**WORK TO COMPLETE:** Look through the listing underneath for "desktop", and copy every line that has it.

*** DATA IN THIS EXERCISE ***

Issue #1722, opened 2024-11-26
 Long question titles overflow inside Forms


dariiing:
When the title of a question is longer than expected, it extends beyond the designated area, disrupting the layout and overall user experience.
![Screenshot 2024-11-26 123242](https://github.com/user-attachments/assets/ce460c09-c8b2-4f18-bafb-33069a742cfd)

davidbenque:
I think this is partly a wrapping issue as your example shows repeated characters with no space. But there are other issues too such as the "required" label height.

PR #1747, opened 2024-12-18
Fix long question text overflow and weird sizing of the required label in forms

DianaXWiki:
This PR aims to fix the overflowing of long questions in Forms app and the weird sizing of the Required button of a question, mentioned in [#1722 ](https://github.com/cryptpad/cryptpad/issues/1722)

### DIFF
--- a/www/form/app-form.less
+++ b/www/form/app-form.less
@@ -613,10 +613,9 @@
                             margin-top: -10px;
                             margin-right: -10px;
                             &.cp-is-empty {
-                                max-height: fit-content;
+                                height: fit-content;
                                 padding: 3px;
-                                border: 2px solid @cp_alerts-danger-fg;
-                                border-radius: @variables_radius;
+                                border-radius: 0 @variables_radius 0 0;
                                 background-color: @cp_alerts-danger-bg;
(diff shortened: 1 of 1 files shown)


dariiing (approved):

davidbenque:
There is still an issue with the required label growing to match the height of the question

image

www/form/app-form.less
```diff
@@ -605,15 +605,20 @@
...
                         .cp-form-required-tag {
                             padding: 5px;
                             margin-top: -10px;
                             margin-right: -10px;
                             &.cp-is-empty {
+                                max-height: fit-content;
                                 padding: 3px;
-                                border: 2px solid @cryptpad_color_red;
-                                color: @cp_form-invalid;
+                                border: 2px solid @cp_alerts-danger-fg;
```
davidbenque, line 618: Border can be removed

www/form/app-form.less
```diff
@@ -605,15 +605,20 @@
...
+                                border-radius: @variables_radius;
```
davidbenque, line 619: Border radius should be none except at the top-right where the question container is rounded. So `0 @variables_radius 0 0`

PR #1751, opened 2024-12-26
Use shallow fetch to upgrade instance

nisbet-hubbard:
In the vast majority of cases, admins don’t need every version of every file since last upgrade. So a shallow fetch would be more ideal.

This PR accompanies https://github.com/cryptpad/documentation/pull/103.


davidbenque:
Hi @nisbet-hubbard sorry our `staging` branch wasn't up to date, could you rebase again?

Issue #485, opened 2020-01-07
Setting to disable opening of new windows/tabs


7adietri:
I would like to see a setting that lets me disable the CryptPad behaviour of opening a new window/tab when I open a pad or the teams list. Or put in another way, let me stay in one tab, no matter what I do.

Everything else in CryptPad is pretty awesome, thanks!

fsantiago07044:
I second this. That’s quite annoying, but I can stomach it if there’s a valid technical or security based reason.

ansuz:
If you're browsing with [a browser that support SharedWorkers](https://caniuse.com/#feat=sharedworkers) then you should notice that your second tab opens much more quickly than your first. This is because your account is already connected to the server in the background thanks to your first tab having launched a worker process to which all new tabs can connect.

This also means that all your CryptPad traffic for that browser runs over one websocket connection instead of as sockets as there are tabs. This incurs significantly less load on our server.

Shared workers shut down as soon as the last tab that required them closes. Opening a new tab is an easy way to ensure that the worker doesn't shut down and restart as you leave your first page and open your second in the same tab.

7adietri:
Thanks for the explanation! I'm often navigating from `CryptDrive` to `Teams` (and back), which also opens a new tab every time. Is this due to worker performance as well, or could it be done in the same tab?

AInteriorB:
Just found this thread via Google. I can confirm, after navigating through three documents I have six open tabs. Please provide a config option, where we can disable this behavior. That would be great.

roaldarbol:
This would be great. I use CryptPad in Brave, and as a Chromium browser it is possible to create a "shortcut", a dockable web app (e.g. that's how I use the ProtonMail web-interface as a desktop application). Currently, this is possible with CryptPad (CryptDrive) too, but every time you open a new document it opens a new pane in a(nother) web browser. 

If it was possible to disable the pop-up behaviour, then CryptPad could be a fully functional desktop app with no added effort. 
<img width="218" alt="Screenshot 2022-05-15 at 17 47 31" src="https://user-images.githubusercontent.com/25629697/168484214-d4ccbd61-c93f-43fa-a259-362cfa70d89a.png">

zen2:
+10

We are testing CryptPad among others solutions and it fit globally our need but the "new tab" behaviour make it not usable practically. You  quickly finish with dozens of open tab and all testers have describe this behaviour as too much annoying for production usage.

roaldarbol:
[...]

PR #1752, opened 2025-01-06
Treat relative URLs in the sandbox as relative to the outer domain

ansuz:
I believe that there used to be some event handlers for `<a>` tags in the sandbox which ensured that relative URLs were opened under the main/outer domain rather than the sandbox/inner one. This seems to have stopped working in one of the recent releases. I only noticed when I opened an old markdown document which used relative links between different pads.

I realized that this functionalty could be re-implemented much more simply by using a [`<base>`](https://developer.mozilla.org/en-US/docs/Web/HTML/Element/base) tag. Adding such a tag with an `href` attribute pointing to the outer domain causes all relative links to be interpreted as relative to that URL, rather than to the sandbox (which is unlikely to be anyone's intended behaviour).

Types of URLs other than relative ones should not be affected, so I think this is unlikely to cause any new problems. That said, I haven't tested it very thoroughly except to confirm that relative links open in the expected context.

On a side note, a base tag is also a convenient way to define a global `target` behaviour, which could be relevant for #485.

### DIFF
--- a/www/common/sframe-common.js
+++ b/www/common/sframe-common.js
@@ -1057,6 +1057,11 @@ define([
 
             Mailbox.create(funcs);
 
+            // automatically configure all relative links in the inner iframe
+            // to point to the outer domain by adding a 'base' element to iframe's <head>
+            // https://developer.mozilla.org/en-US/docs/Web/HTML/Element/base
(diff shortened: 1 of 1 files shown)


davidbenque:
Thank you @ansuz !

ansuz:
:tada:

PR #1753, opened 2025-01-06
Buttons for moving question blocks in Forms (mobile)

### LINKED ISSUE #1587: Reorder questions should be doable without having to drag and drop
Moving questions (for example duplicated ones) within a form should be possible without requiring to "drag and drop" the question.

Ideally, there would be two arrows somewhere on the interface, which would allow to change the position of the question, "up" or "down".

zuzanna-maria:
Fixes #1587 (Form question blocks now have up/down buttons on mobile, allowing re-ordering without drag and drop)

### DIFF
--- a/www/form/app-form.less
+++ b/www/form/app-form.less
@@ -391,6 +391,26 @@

*** End of DATA IN THIS EXERCISE ***

**SOLUTION:**
This would be great. I use CryptPad in Brave, and as a Chromium browser it is possible to create a "shortcut", a dockable web app (e.g. that's how I use the ProtonMail web-interface as a desktop application). Currently, this is possible with CryptPad (CryptDrive) too, but every time you open a new document it opens a new pane in a(nother) web browser. 
If it was possible to disable the pop-up behaviour, then CryptPad could be a fully functional desktop app with no added effort. 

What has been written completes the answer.